Still, living with the Sonus-1XT is primarily an aural experience. Tap the SnoozeHandle and it'll tell you that, "The time is five-thirty-three pm." Tap it twice and it'll recite your alarm settings. PURE provides an audio manual on CD as well as the printed one, making all the features easily accessible to partially sighted and blind radio users.

The Sonus-1XT uses a real recorded voice, rather than a synthesised one, and ships with a female voice that we found very pleasant. Additional voices will be available over the Internet. The amount of speech is also customisable. The iVOX button on the front panel enables you to turn it on or off, or you can delve into the menu and set it to Time only, Stations only, Time/stations or Speech Disabled.

The downside of using recorded voices is that the radio's vocabulary is limited. It knows the names of all the current stations and can talk you through all its settings, but it doesn't have enough words to cover the scrolling text. If you really want to hear this information, it'll read it out letter by letter. We expect you'll get about halfway through Tee See Aitch Ay Eye Kay Oh Vee Ess Kay Why before you tell it to shut up.

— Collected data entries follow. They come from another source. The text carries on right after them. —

PR #132, opened 2019-05-17
PHPCS: upgrade variable alignment issues from warning to error

jrfnl:
Variable alignment is a simple whitespace issue which should be easy to solve in all cases.

However, as the sniffs throw warnings instead of errors and warnings are ignored by some of the repos, these are typically issues which creep back into the repo quickly if builds don't break on them, necessitating a regular clean up again.

By changing the message type for these sniffs from `warning` to `error`, we can safeguard that these issues will be kept at bay.


IreneStr:
I agree
Acceptance 👍

PR #133, opened 2019-05-17
YoastCS/FileName: always remove the longest matching prefix when prefixes overlap

jrfnl:
The sniff allows for passing a set of `prefixes` which will be removed from an OO name to get to the expected file name.

As it was, when two `prefixes` passed would overlap - think `yoast` and `yoast_news` -, the order in which these were provided in the configuration file would determine the order in which the sniff would attempt to match these.

I.e. if the prefixes were provided in the above order and the class name was `Yoast_News_Something`, the sniff would suggest `news-something.php` as the filename, not `something.php`.

The change in this commit, changes that behaviour by ordering the `prefixes` array before using it which ensures that the _longest_ matching prefix will be used when two prefixes overlap.

Includes unit test.

Unfortunately, as the tests are more similar to integration tests rather than unit tests, the actual message is not tested, even though that's where the change lies.

### To manually test this PR and see the difference:
* Check out the `develop` branch.
* Cherrypick the new test case file.
* Temporarily add a default value to the `$prefixes` property in the sniff file:
    ```php
	public $prefixes = array(
	    'yoast',
	    'wpseo',
	    'yoast_plugin',
	);
    ```
* Make sure you have run `composer install` and then run the following command from the repo root:
    `vendor/bin/phpcs ./yoast/tests/files/filenameunittests/classes/yoast-plugin-some-class.inc --standard=Yoast --sniffs=yoast.files.filename`
* The resulting error message will read:
    ` Class file names should be based on the class name without the plugin prefix. Expected plugin-some-class.inc, but found yoast-plugin-some-class.inc.`
* Now do a hard reset on the develop branch.
* Check out this branch.
* Make the same temporary change to the default value of the `$prefixes` property as before.
* Re-run the command.
* The resulting error message should now read:
    ` Class file names should be based on the class name without the plugin prefix. Expected some-class.inc, but found yoast-plugin-some-class.inc.`

----

PR includes removing some technical debt:

### YoastCS/FileName: remove support for passing properties as strings

Both the public `exclude`, as well as the `prefixes` property for this sniff are by nature array properties.

Setting array properties within unit tests was not yet properly supported by PHPCS until version 3.3.0. For that reason, the unit tests for this sniff still used the old-style property setting annotation and the sniff itself contained code to work around the issue.

As this problem has been solved now in PHPCS, the work-arounds in the sniff can be removed and the new-style property setting can now be used in the unit tests.

### DIFF
--- a/Yoast/Tests/Files/FileNameUnitTests/ExcludedFile.inc
+++ b/Yoast/Tests/Files/FileNameUnitTests/ExcludedFile.inc
@@ -1,5 +1,6 @@
-@codingStandardsChangeSetting Yoast.Files.FileName exclude ExcludedFile.inc
+<!-- Annotation must be on line 2 as this sniff throws issues on line 1 and PHPCS ignores errors on annotation lines. -->
+phpcs:set Yoast.Files.FileName exclude[] ExcludedFile.inc
 
 <?php
 
-// @codingStandardsChangeSetting Yoast.Files.FileName exclude false
+// phpcs:set Yoast.Files.FileName exclude[]
--- a/Yoast/Sniffs/Files/FileNameSniff.php
+++ b/Yoast/Sniffs/Files/FileNameSniff.php
@@ -32,6 +32,11 @@ class FileNameSniff implements Sniff {
 	 *
 	 * These prefixes do not need to be reflected in the file name.
 	 *
+	 * Note:
+	 * - Prefixes are matched in a case-insensitive manner.
+	 * - When several overlapping prefixes match, the longest matching prefix
+	 *   will be removed.
+	 *
 	 * @var string[]
 	 */
 	public $prefixes = array();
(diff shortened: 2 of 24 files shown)


Yoast/Tests/Files/FileNameUnitTests/ExcludedFile.inc
```diff
@@ -1,5 +1,6 @@
-@codingStandardsChangeSetting Yoast.Files.FileName exclude ExcludedFile.inc
+<!-- Annotation must be on the line 2 as this sniff throws issues on line 1 and PHPCS ignores errors on annotation lines. -->
```
IreneStr: Unneeded `the` fore `line 2` (in all files below as well)

jrfnl: Fixed in the respective commits & force pushed.

IreneStr:
CR and acceptance 👍

PR #137, opened 2019-05-29
CS: don't use yoda conditions

jrfnl:
While WPCS still demands Yoda conditions, YoastCS never has.

This fixes the few instances in the code base were Yoda conditions had creeped in as code was based off code taken from WPCS.


IreneStr:
CR 👍

PR #138, opened 2019-05-29
YoastCS/AlternativeFunctions: activate disabled test

jrfnl:
See #125

This unit tests was disabled as the parent sniff from WPCS did not handle this correctly yet in WPCS < 2.1.0.

As the minimum WPCS requirement for YoastCS has gone up to WPCS 2.1.1, this test can now be enabled.


abotteram:
CR 👍 Acceptance 👍

PR #144, opened 2019-07-21
Travis: ignore PHP deprecation notices for stable PHPCS releases

jrfnl:
The unit tests will fail when a PHP warning/notice/deprecation notice is encountered.

Notices thrown by already released PHPCS versions won't get fixed anymore (in that version), so failing the unit tests on those is moot and will skew the reliability of the Travis results.

For now, I've chosen to just ignore Deprecation notices.
At a later point, this can be re-evaluated to see if more notices should be ignored for already released upstream versions.

To see the effect of this PR, compare the output from the following builds:
* Recent build against `develop`: https://travis-ci.org/Yoast/yoastcs/jobs/561796949#L565
* The same build against this branch: https://travis-ci.org/Yoast/yoastcs/jobs/561842077#L541


IreneStr:
CR + acceptance 👍

PR #145, opened 2019-07-25
PHPCS unit tests: minor fixes to the test case files

jrfnl:
Fix unintentional parse errors and annotate intentional parse errors which are there to test edge cases.


igorschoester:
CR & Acceptance 👍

The Sonus-1XT is also a fully featured clock radio, with two alarms that can be set independently. Both can operate daily or be set for weekdays, weekends, Saturdays or Sundays. You can wake to a specific station or a tone and it's smart enough to switch to the tone if your chosen station isn't broadcasting when the alarm is due to sound. The tone alarm is quiet initially, but increases in volume as you attempt to ignore it. Slapping the handle activates the snooze function, which can be set to anything from five to 59 minutes.

Alarm settings and radio customisation are adjusted using the menu system, which is operated using the Tune knob. We were able to change the settings without reading the manual, but we weren't always sure whether we were supposed to be twisting or pressing. Using two separate controls might have made the menus easier to use.

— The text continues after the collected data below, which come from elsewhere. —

PR #147, opened 2019-07-25
Readme: update the text

jrfnl:
The text in the readme was a bit dated.

Includes adding instructions on how to view the "end-user" docs for the PHPCS sniffs from the command-line. Also see: #146

PR #139, opened 2019-05-29
Changelog for the 1.3.0 release

jrfnl:
* Preliminary release date set at Thursday June 6.
* Includes all currently merged changes.

PR #148, opened 2019-07-25
GH: add pull request templates

jrfnl:
This adds three different pull request templates:
1. A dependency change template.
2. A sniff change template.
3. A generic template for anything that doesn't fit in the above two categories.

### DIFF
--- a/.github/PULL_REQUEST_TEMPLATE/dependency_change.md
+++ b/.github/PULL_REQUEST_TEMPLATE/dependency_change.md
@@ -1,0 +1,19 @@
+---
+name: Dependency change
+about: Update one or more of the YoastCS dependencies
+labels: "yoast cs/qa"
+---
+
+## Description
+
+*
+
+Refs:
+<!-- Add relevant links to, for instance, the changelog of the updated dependency. -->
+*
+
+<!--
+If the dependency update involves PHP_CodeSniffer or the WordPress Coding Standards,
+please make sure that the `.travis.yml` script is also updated to reflect this change,
+so the unit tests are run against the relevant supported versions of these repos.
+-->
--- a/.github/PULL_REQUEST_TEMPLATE/generic.md
+++ b/.github/PULL_REQUEST_TEMPLATE/generic.md
@@ -1,0 +1,6 @@
+---
+name: General
+about: Change which doesn't fit any of the other categories
+labels: "yoast cs/qa"
+---
+
--- a/.github/PULL_REQUEST_TEMPLATE/sniff_change.md
+++ b/.github/PULL_REQUEST_TEMPLATE/sniff_change.md
@@ -1,0 +1,41 @@
+---
+name: Sniff change
+about: Introduce a new sniff or update an existing sniff
+labels: "yoast cs/qa"
+---
+
+## Description
+
+*
+
+
+Refs:
+<!-- Add relevant links to, for instance, related upstream issues. -->
+*
+
+
+## Test instructions
+<!--
+Please follow these guidelines when creating test instructions:
+- Please provide step-by-step instructions how to reproduce the issue, if applicable.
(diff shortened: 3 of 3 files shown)


.github/PULL_REQUEST_TEMPLATE/dependency_change.md
```diff
@@ -0,0 +1,19 @@
...
+
+Refs:
+<!-- Add relevant links to, for instance, the changelog of the updated dependency. -->
+*
+
+<!--
+If the dependency update involves PHP_CodeSniffer or the WordPress Coding Standards,
+please make sure that the `.travis.yml` script is also updated to reflect this change,
+so the unit tests are run against the relevant supported versions of these repos.
+-->
```
IreneStr, line 19: I think test instructions could be relevant in this template as well: check whether this and this is done in the travis build etc. Having a test instructions heading in the template forces the PR writer to think about testing.

.github/PULL_REQUEST_TEMPLATE/generic.md
```diff
@@ -0,0 +1,6 @@
+---
+name: General
+about: Change which doesn't fit any of the other categories
+labels: "yoast cs/qa"
+---
+
```
IreneStr, line 6: Aren't a description, refs and test instructions always relevant for a PR? I'd expect those headings in the generic template.

.github/PULL_REQUEST_TEMPLATE/sniff_change.md
```diff
@@ -0,0 +1,41 @@
...
+## Description
+
+*
+
+
+Refs:
+<!-- Add relevant links to, for instance, related upstream issues. -->
+*
+
+Fixes #
```
IreneStr: In all other Yoast repos, this is the final line of the template. Let's go for consistency.

IreneStr (changes requested):
CR 🚧 Some comments and questions

.github/PULL_REQUEST_TEMPLATE/dependency_change.md
jrfnl: The point of the remark about updating the Travis script, is that a dependency change on this repo does not need manual testing, but will automatically be tested via the Travis builds.

From another perspective: testing these type of changes for this repo isn't necessary in the first place.

All builds are tested against high/low versions of the current dependencies, with `high` being the current `develop` versions of the dependencies.

The only dependency changes which can be made in that sense, is the _raising_ of the minimum supported version. And that new minimum supported version has basically already been tested via Travis for a while.

Last point: the only exception to this would when it wouldn't be an "update" of one of the dependencies, but replacing a dependency or adding a new one, but that is not the situation targetted by this template.

.github/PULL_REQUEST_TEMPLATE/sniff_change.md
jrfnl: Will do, though I still find that illogical in all other repos.

The issue being fixed will normally contain additional information which can enrich the PR description and inform the testing of the PR, so IMHO having it between description and test instructions seems way more in line with flow.

.github/PULL_REQUEST_TEMPLATE/generic.md
jrfnl: Not really. Take the following PRs as examples of PRs which would fit in the `generic` template and where - other than a description, but that is implied - nothing else is needed:
#127, #137, #139, #147

jrfnl: Not really. Take the following PRs as examples of PRs which would fit in the `generic` template and where - other than a description, but that is implied - nothing else is needed:
#127, #137, #139, #147

IreneStr:
CR 👍

PR #151, opened 2019-08-06
CS: use short arrays

jrfnl:
WPCS will start forbidding the use of short arrays as of WPCS 2.2.0.

For YoastCS the decision has been taken to not comply with this rule and to enforce short arrays instead.

As the minimum supported PHP version is still PHP 5.2 for most repos, we cannot yet enforce this through the `YoastCS` ruleset.

So, for now, this will only be enforced for PHP 5.4+ directories in those repos which have them.

As YoastCS itself has a minimum PHP requirement of PHP 5.4, we _can_ start enforcing it in the code of YoastCS itself.
This PR implements that.


IreneStr:
CR 👍

PR #156, opened 2019-10-31
New `ObjectNameDepth` sniff

### LINKED ISSUE #142: New ClassName sniff
As discussed today with @omarreiss @herregroen @IreneStr, a new sniff needs to be created which will check that _**the names of classes declared within a namespace**_ have a maximum of two underscores in them, i.e they can consist of maximum three words.

The sniff should contain separate properties for `recommended` (warning) and `maximum` (error) number of underscores.
The default will be `2` in both cases.
Individual plugins can use the properties to deviate.

Other than that, the normal WPCS class names rules (`Camel_Caps`, acronyms allowed) apply.

### Valid code samples
```php
class Non_Namespaced_Long_Class_Name {}
```
```php
namespace Yoast\WP\Plugin;

class Short_Class_Name {}
```

### Invalid code samples
```php
namespace Yoast\WP\Plugin;

class Much_Too_Long_Class_Name {}
```

jrfnl:
This new sniff checks that the names of declared objects - classes, interfaces, traits - contain no more than three words / two underscores.

This rule is only applied to objects declared in a namespace. For non-namespaced objects the rule does not apply.

The sniff will throw a `warning` when the name consists of more words than `recommended_max_words` and an `error` when the name is longer than `max_words`.

Both `recommended_max_words`, as well as `max_words` are configurable and can be changed from a custom ruleset.

By default, `recommended_max_words` and `max_words` are set to the same value: `3`, i.e. three words.

Note: the sniff currently extends the WPCS `Sniff` class to allow for using one of the utility methods contained in WPCS. Once `PHPCSUtils` comes out and use of `PHPCSUtils` is implemented in YoastCS, this will no longer be necessary and the (improved) utility method in `PHPCSUtils` can be used instead.

Includes unit tests.
Includes documentation.

Fixes #142

### DIFF
--- a/Yoast/Sniffs/NamingConventions/ObjectNameDepthSniff.php
+++ b/Yoast/Sniffs/NamingConventions/ObjectNameDepthSniff.php
@@ -87,7 +87,7 @@ class ObjectNameDepthSniff extends WPCS_Sniff {
 
 		$comment_end = $this->phpcsFile->findPrevious( $find, ( $stackPtr - 1 ), null, true );
 		if ( $this->tokens[ $comment_end ]['code'] === T_DOC_COMMENT_CLOSE_TAG ) {
-			// Only check is the class has a docblock.
+			// Only check if the class has a docblock.
 			$comment_start = $this->tokens[ $comment_end ]['comment_opener'];
 			foreach ( $this->tokens[ $comment_start ]['comment_tags'] as $tag ) {
 				if ( $this->tokens[ $tag ]['content'] === '@deprecated' ) {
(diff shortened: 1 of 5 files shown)


Yoast/Sniffs/NamingConventions/ObjectNameDepthSniff.php
```diff
@@ -0,0 +1,129 @@
...
+		// Check if the class is deprecated.
+		$find = [
+			T_ABSTRACT   => T_ABSTRACT,
+			T_FINAL      => T_FINAL,
+			T_WHITESPACE => T_WHITESPACE,
+		];
+
+		$comment_end = $this->phpcsFile->findPrevious( $find, ( $stackPtr - 1 ), null, true );
+		if ( $this->tokens[ $comment_end ]['code'] === T_DOC_COMMENT_CLOSE_TAG ) {
+			// Only check is the class has a docblock.
```
atimmer:
```suggestion
			// Only check if the class has a docblock.
```

atimmer (approved):
Looking good!

jrfnl:
Thanks ;-)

The Sonus doesn't have any built-in recording features, but it does have record timers that can be used to make it turn on, switch to a particular station and play for a specified period. It also has Digital Out and Stereo Out sockets, so you can connect it a recording device with a synchro-record facility or a timer of its own.

Performance
The sound from the Sonus-1XT is clean and clear. Listening to speech without the usual hiss and crackle is pure pleasure. When we lined it up with similarly priced DAB radios and listened to music, we found very few differences. Some people preferred the Roberts Gemini 11, but others liked the Sonus-1XT better, claiming it was more flattering to modern pop. If you're primarily interested in music, you'll probably want to get the add-on speaker and listen in stereo.

The Sonus-1XT uses Volume Equalisation Technology (VET) to keep the volume constant across stations. It is supposed to subtly adjust the relative loudness of your favourite stations over time, so you can switch between them without touching the volume knob. We attempted to test this feature, but all we can say is that the adjustments are indeed subtle.